У старика перехватило дыхание, на его добром лице читалось неподдельное волнение. Он протянул Мишелю руку, и тот, сразу проникшись доверием, горячо пожал ее.

— Я — твой дядя, — произнес наконец этот милый человек, — твой старый дядюшка Югенен, брат твоей бедной матушки.

— Вы! Мой дядя! — вскричал растроганный Мишель.

— Ты меня не знаешь, но я знаю тебя, дитя мое! Я был там, когда ты получал свой замечательный приз за латинское стихосложение, мое сердце билось тогда так сильно, а ты даже не подозревал об этом.

— Дядюшка!

— Ты не виноват, мое дорогое дитя, я знаю это, я держался поодаль от тебя, подальше, чтобы не повредить тебе в глазах семьи твоей тети. Но я шаг за шагом, день за днем следил за твоей учебой! Я говорил себе: не может быть, чтобы сын моей сестры, отпрыск великого артиста совершенно не унаследовал поэтические наклонности своего отца, и я не ошибся, ведь ты сейчас пришел сюда, ко мне, чтобы познакомиться с великими поэтами Франции! Да, дитя мое, я дам тебе эти книги, мы будем читать их вместе, никто не будет мешать нам, это никого не касается. Дай я обниму тебя — впервые!

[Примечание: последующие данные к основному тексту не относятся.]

Issue #439, opened 2019-11-10
HTML validation errors on Home Page


bazzadp:
Similar to https://github.com/HTTPArchive/almanac.httparchive.org/issues/309 index.html has the following:

- line 167 - `<h1><div class="alt-bg decorative-line"></div>`
- line 184 - `<h2><div class="decorative-line-center"></div>`
- line 221 - `<h2><div class="decorative-line"></div>`
- line 228 - `<h2><div class="decorative-line-center"></div>`

Divs are not allowed in heading tags. Tried a few fixes but decided to leave to someone with better CSS than me!

Also the following `<img>` tags could do with `alt=""` properties (assuming we're happy with that as these are just decorative): 

- line 221 - character-markup.png
- line 222 - character-star.png
- line 223 - character-hat.png

catalinred:
@bazzadp An easy validation fix would be to transform `<div class="decorative-line-center">` into `<span class="alt-bg decorative-line"></span>` and then add `display: block` to the `selector`. This way we could avoid any potential new issue without rewriting the  `.decorative-line`.

Alternatively, we could rewrite the `.decorative-line` to use CSS pseudo-elements instead. Either way, I could help with this.

rviscomi:
The decorative line is a vestige of an earlier style implementation. I rewrote it on the chapter/methodology/TOC pages but didn't realize we're still using it on the home page. We should be able to do this style entirely in CSS without the need for additional markup.

catalinred:
> The decorative line is a vestige of an earlier style implementation. I rewrote it on the chapter/methodology/TOC pages but didn't realize we're still using it on the home page. We should be able to do this style entirely in CSS without the need for additional markup.

If that's ok, you could assign me to merge the chapter/methodology/TOC  `.title` and index/homepage's `.decorative-line`.

I'll also add `alt=""` as @bazzadp suggested above for the decorative images/

PR #471, opened 2019-11-11
Consistent titles and subtitles

catalinred:
This fixes the HTML validation errors for #439

- Added alt="" for the decorative images.
- Everything related to `decorative-line`, `decorative-line-center`, `.alt-bg.decorative-line or `.alt-bg .decorative-line` was removed.
- All the main headings are now `.title`, with modifiers like `title-lg`, `title-alt` or `title-center`.
- The `subtitle`, seen within chapters as an adjacent to `<h1 class="title">`, share most of styles with `title`. I propose to remove the bold styling for `subtitle` as `title` is the `h1` in those chapter pages, also two "bold" lines is too much. Also, whenever `title` comes within the DOM after the `subtitle`, removed its `margin-top` for a better typography vertical rhythm.
- Remove legacy/obsolete rules like `.intro h1, .contributors h1,.methodology h1 {...}`, `.decorative-line-mobile {...}` or `.content .intro p {...}`
- The main menu pages: Table of Contents, Contributors & Methodology now have a consistent top margin, compared to the main header.
- Last but not least, I tested a lot :)


src/static/css/page.css
```diff
@@ -44,7 +43,7 @@
   grid-area: index;
 }
 .index .index-box {
-  margin: 0 8px 8px;
+  margin: 20px 8px 8px;
```
catalinred: This top 20px matches the pages' `h1 class="title"`, so consistent top margin everywhere.

rviscomi: Not sure about this, I think we want all titles to be on the top of the container. I'll need to take a closer look.

catalinred: This comment I added is related to the main menu pages: Table of Contents, Contributors & Methodology. now have a consistent top margin, compared to the main header.

Sure, any feedback is appreciated. Let me know if you have any questions.

catalinred:
title-border-alignment-mobile

index-alignment-and-bold-subtitle

I made the fixes, pls check out the screenshots above. Thanks for the feedback!

Also, FWIW methodology.css is not used (anymore) so we should remove it. 
Seen lots of duplicates in both page.css and methodology.css e.g. on `.index .index-box` styles.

Старик крепко обнял юношу, который чувствовал, что буквально возрождается в объятиях дяди. За всю прожитую до этой минуты жизнь Мишель не испытал такого отрадного волнения.

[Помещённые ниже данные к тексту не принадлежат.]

PR #474, opened 2019-11-11
Hide rel="alternative" xreflang if only one language exists

bazzadp:
As discussed here: https://github.com/HTTPArchive/almanac.httparchive.org/issues/286#issuecomment-552645368


src/language.py
```diff
@@ -18,22 +18,25 @@ def __repr__(self):
 
   @property
   def lang_attribute(self):
-    # Returns the language attribute (eg "en-US") to be used in HTML.
-    return '%s-%s' % (self._lang_code, self._region_code)
+    # Returns the language attribute (eg "en" or "en-US") to be used in HTML.
```
rviscomi: Let's keep the region in the `Language` instantiation but since we only want to remove it from the `lang` attribute we can simplify this method to only return the `lang_code`:

```py
return self._lang_code
```

bazzadp: To be clear you mean on the last line, like this?:

```python
  def lang_attribute(self):
    # Returns the language attribute (eg "en" or "en-US") to be used in HTML.
    if (self._region_code):
      return '%s-%s' % (self._lang_code, self._region_code)
    return self._lang_code
```

I do wonder if we should just rip out any references to `region` completely from this file?

If you want a new region, could just set up a new language called 'en-US' for example, cause the current chapter folder structure doesn't support regions so, it would basically need to be set up as a language anyway to work.

So why bother having regions at all?

WDYT?

rviscomi: Sent you #482 with my suggestions. If it LGTY we can merge it into this PR.

bazzadp: OK accepted that and then updated the comments to explain why we have two functions the same.

Also did a slight change:

```python
    return '%s' % (self._lang_code)
```

to

```python
    return self._lang_code
```

Merge away if happy!

PR #476, opened 2019-11-12
fix: typo on JavaScript chapter

ftonato:


bazzadp:
Hi @ftonato - thanks for these. Can you run `npm run generate` in the src directory to also generate the equivalent HTML?

rviscomi:
No worries I'll generate the markup

PR #477, opened 2019-11-12
fix: markdown typo on Third Parties chapter

ftonato:


bazzadp:
Hi @ftonato - thanks for these. Can you run `npm run generate` in the src directory to also generate the equivalent HTML?

PR #484, opened 2019-11-13
Lazy loading images iframes

bazzadp:
Fixes https://github.com/HTTPArchive/almanac.httparchive.org/issues/351.

Guys, I've had another go at this now the dust has slightly settled. I've used JSDOM as that regex thing we tried before just wasn't working.

I've also added some height and width attributes as part of this as advised by Dev Tools console.

Looks to be working well now.

Let me know your thoughts.


src/templates/en/2019/chapter.html
```diff
@@ -115,7 +115,7 @@ <h1 class="title">
                 <span class="chapter-unedited">[Unedited]</span>
                 {% endif %}
             </h1>
-            <img src="/static/images/{{ year }}/{{ get_chapter_image_dir(metadata) }}/hero_lg.jpg" class="content-banner" alt="">
+            <img src="/static/images/{{ year }}/{{ get_chapter_image_dir(metadata) }}/hero_lg.jpg" class="content-banner" alt="" loading ="eager" />
```
rviscomi:
```suggestion
            <img src="/static/images/{{ year }}/{{ get_chapter_image_dir(metadata) }}/hero_lg.jpg" class="content-banner" alt="" loading="eager" />
```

— Но скажите же, дядюшка, — спросил он, — как вам удалось быть в курсе событий моей юности?

— Мое дорогое дитя, у меня есть друг, прекрасный человек, которого я очень люблю, это твой преподаватель Ришло, от него я узнал, что ты — в нашем лагере, и убедился в этом на деле. Я читал твое сочинение по латинскому стихосложению; сюжет, несколько трудный для исполнения, например из-за имен собственных: «Маршал Пелисье на башне Малахова». Но в конечном счете старые исторические сюжеты по-прежнему в моде, и, ей-богу, ты неплохо с этим справился!